» Problem description: Count the lines below that include "gets". Only the number should be given.

» Records:
PR #25083, opened 2026-05-08
feat: dedicated /prompts endpoint for chat history cycle

ibetitsmike:
Follow-up to #25004. The merged change cycles only through messages already loaded in the in-memory chat store (page size 50). Long chats and chats whose oldest turns have rolled out of the page lose access to their earlier prompts in the composer's up/down arrow cycle. This PR adds a dedicated server endpoint that returns the full prompt history, newest first, and rewires the composer to use it.

### Endpoint

`GET /api/experimental/chats/{chat}/prompts?limit=N`

```go
type ChatPrompt struct { ID int64; Text string }
type ChatPromptsResponse struct { Prompts []ChatPrompt }
```

- `limit`: `0..2000`. `0` (the default) is treated as the server-side default of 500; out-of-range values return `400`. Negative values are rejected by the SDK's `PositiveInt32` parser before reaching the handler.
- Auth: parent-chat read in `dbauthz`, mirroring `GetChatMessagesByChatID`.
- The SQL filters `role='user'`, `deleted=false`, `visibility IN ('user','both')`, guards the lateral with `jsonb_typeof(content) = 'array'` so legacy V0 scalar-string rows are silently skipped, then unrolls `content` JSONB with `WITH ORDINALITY` and concatenates only `type='text'` parts in original order via `string_agg(... ORDER BY ordinality)`. Messages whose joined text is whitespace-only are dropped via `HAVING ... ~ '\S'` so cycling never lands on a blank entry.

### Partial index (migration `000494`)

```sql
CREATE INDEX idx_chat_messages_user_prompts
ON chat_messages (chat_id, id DESC)
WHERE deleted = false
  AND role = 'user'
  AND visibility IN ('user', 'both');
```

The partial WHERE matches the query's filter exactly and the key order matches `ORDER BY id DESC`, so the planner gets both the filter and the ordering from the index without a sort step.

`EXPLAIN ANALYZE` on a synthetic 51-chat × 5,000-message dataset (≈260k rows, 10k user prompts in the target chat, `random_page_cost=1.1`):

| | Plan | Buffers hit | Time |
|---|---|---|---|
| Without index | `Index Scan Backward using chat_messages_pkey`, **250,848 rows removed by filter** | 6,683 | 32.4 ms |
| With index | `Index Scan using idx_chat_messages_user_prompts`, no filter | 38 | 1.3 ms |

≈25× faster, 175× fewer buffer hits.

### Frontend

- `chatPromptsKey` / `chatPromptsQuery` factories in `site/src/api/queries/chats.ts` (`staleTime: 30s`, `enabled: chatId !== ""`, asks the server for 500 prompts).
- `ChatPageContent.tsx` replaces the in-memory derivation with `useQuery(chatPromptsQuery(chatId ?? ""))`. The composer's existing `cycleHistorySnapshotRef` anchors the in-flight cycle so a refetch arriving mid-cycle cannot shift the indexed prompt out from under the user.
- `getEditableUserMessagePayload` now concatenates user-message text parts verbatim, mirroring the server's `string_agg(part->>'text', '' ORDER BY ordinality)`, instead of routing through the streaming-oriented `parseMessageContent` / `appendText` pipeline (which drops whitespace-only chunks — correct for assistant streams, wrong for a user's persisted message). This keeps the cycle and the edit path in agreement on the same message. File blocks are still pulled separately via `parseMessageContent(...).blocks.filter(isEditableUserMessageFileBlock)`.
- Cache invalidation in `createChatMessage.onSuccess`, `editChatMessage.onSettled`, and `useChatStore.upsertCacheMessages` (only when an upserted message has `role === "user"`).
- Page-level stories pre-seed `chatPromptsKey(CHAT_ID)` from the same `messagesData` to keep them offline.

## Tests

- New `TestGetChatUserPrompts` in `coderd/exp_chats_test.go` with five subtests:
  - `NewestFirstFiltering` — multi-part concatenation, non-text parts skipped, whitespace-only filtered, soft-deleted excluded, `model`-only visibility excluded, assistant-role excluded by `cm.role = 'user'`, legacy V0 scalar row silently excluded by the `jsonb_typeof` guard, ordering newest first.
  - `LimitClampsResults` — explicit `limit=2` returns the two newest prompts.
  - `InvalidLimitRejected` — `limit=5000` is `400 Bad Request`.
  - `NotFoundForOtherUsers` — a separate user in the same org gets `404`, not the prompts.
  - `EmptyResultIsJSONArray` — zero-message chat and assistant-only chat both return `Prompts: []` (non-nil, empty).
- New unit test in `messageParsing.test.ts` asserting that `getEditableUserMessagePayload(["hello", "   ", "world"])` returns `"hello   world"`, locking in the agreement with the SQL `string_agg`.
- `dbauthz_test.go` adds the `MethodTestSuite.TestChats/GetChatUserPromptsByChatID` entry, asserting parent-chat `policy.ActionRead`.
- `pnpm test src/pages/AgentsPage` — 1159 passed, 2 skipped.
- `make gen` produces no diff.

## Manual verification

Seeded a dev chat with Claude Sonnet 4.6 via the aibridge Anthropic provider and posted 20 user prompts end-to-end. Verified that the `/prompts` endpoint returns 20 rows newest-first, that `limit=10` clamps correctly, that `limit=0` uses the server default of 500, and that the up/down keyboard cycle in the composer walks the same sequence (and reverses correctly back to the empty draft).

## Out of scope

- Cross-chat history.
- Per-user opt-out for the cycle.
- File-reference / attachment cycling — the cycle continues to reproduce plain text only, by design.

<details>

# CODAGT-319 Follow-up — Dedicated `/prompts` endpoint

## Context

The merged feature ([#25004](https://github.com/coder/coder/pull/25004) / [d32842f](https://github.com/coder/coder/commit/d32842f)) cycles only through messages already loaded in the in-memory chat store, which is capped at the first 50 messages of the current page. Long chats and chats whose oldest turns have rolled out of the page can no longer recall their full prompt history. This follow-up exposes a dedicated server endpoint that returns the user-authored prompts in a chat, newest first, and rewires the composer to use it.

### Endpoint

`GET /api/experimental/chats/{chat}/prompts?limit=N`

Returns:

```go
type ChatPrompt struct {
    ID   int64
    Text string
}
type ChatPromptsResponse struct {
    Prompts []ChatPrompt
}
```

- `limit`: `0..2000`. `0` (the default) → server-side default of 500. The wire-level default is encoded in SQL as `COALESCE(NULLIF($limit, 0), 500)`. Negatives are rejected upstream by `PositiveInt32`; the handler only caps the upper bound.
- Auth: parent-chat read in `dbauthz`, mirroring `GetChatMessagesByChatID`.
- Listed under the experimental router so we can iterate without API guarantees.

» Solution: 2